Segment Start: MATERIAL PROVIDED
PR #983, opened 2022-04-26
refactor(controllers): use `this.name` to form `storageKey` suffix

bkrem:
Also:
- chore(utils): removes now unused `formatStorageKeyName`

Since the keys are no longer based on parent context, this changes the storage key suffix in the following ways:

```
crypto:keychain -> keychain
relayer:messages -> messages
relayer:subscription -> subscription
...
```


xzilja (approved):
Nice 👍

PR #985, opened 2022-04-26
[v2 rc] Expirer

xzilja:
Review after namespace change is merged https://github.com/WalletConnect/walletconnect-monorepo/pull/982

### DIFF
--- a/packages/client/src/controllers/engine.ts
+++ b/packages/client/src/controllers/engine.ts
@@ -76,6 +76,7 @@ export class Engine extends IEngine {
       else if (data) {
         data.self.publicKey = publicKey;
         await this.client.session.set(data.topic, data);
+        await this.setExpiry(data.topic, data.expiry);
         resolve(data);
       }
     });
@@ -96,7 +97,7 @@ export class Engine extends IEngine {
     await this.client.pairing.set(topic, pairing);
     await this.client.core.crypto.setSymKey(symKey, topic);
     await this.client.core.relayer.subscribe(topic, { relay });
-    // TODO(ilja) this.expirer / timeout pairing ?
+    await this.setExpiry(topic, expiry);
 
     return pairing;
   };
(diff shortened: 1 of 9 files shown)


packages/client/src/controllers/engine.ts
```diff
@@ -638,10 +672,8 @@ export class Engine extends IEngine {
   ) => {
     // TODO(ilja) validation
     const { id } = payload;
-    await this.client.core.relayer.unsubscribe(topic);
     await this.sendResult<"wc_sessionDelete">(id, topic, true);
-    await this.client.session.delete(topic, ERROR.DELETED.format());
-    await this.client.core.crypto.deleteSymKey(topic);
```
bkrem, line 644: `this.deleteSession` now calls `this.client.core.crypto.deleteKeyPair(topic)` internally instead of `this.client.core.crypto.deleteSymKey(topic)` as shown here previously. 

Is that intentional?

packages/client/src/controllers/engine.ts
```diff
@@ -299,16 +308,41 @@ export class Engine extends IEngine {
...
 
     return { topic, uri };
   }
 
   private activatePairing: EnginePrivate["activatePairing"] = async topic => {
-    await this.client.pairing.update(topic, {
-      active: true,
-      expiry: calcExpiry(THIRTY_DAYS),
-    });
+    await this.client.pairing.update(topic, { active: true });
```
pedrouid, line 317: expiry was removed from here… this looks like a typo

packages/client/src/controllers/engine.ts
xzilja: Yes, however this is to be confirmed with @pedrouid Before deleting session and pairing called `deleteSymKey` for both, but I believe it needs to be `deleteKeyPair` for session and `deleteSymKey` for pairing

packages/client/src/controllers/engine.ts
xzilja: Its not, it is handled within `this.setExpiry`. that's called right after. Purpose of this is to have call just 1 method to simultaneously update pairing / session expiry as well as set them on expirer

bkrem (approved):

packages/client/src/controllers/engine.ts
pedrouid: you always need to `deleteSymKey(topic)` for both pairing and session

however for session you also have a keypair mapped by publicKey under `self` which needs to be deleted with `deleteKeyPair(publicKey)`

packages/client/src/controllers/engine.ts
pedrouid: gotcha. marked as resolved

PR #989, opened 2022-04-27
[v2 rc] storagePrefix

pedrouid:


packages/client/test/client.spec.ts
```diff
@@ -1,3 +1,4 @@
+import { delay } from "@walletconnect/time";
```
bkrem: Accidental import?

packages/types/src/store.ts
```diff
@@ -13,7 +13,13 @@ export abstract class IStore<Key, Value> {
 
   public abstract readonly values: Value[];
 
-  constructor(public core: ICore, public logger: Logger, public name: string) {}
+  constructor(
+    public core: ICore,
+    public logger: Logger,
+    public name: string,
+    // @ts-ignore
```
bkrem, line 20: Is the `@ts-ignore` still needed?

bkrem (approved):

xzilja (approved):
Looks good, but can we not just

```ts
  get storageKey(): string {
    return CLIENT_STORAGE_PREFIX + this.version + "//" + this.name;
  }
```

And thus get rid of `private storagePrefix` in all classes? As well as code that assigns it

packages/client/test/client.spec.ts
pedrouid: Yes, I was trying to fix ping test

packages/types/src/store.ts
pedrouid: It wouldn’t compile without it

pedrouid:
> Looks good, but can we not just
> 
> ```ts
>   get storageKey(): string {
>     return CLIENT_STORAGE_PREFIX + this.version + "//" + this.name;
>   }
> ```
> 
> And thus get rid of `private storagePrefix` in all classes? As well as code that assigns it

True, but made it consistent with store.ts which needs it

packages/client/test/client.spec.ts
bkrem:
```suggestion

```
Segment End: MATERIAL PROVIDED
Segment Start: MATERIAL PROVIDED
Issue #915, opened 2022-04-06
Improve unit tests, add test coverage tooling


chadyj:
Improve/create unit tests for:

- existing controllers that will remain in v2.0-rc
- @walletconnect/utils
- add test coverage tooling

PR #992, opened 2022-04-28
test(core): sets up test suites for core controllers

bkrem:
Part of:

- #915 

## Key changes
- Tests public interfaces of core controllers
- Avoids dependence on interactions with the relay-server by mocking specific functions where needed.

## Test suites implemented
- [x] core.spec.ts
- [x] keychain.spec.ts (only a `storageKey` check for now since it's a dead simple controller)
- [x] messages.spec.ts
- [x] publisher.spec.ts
Segment End: MATERIAL PROVIDED
### HOW TO COMPLETE THIS TASK
Repeat the entries above verbatim, but only from the line that has "PR #983, opened 2022-04-26" down to the line that has "- chore(utils): removes", inclusive.

### SOLUTION
PR #983, opened 2022-04-26
refactor(controllers): use `this.name` to form `storageKey` suffix

bkrem:
Also:
- chore(utils): removes now unused `formatStorageKeyName`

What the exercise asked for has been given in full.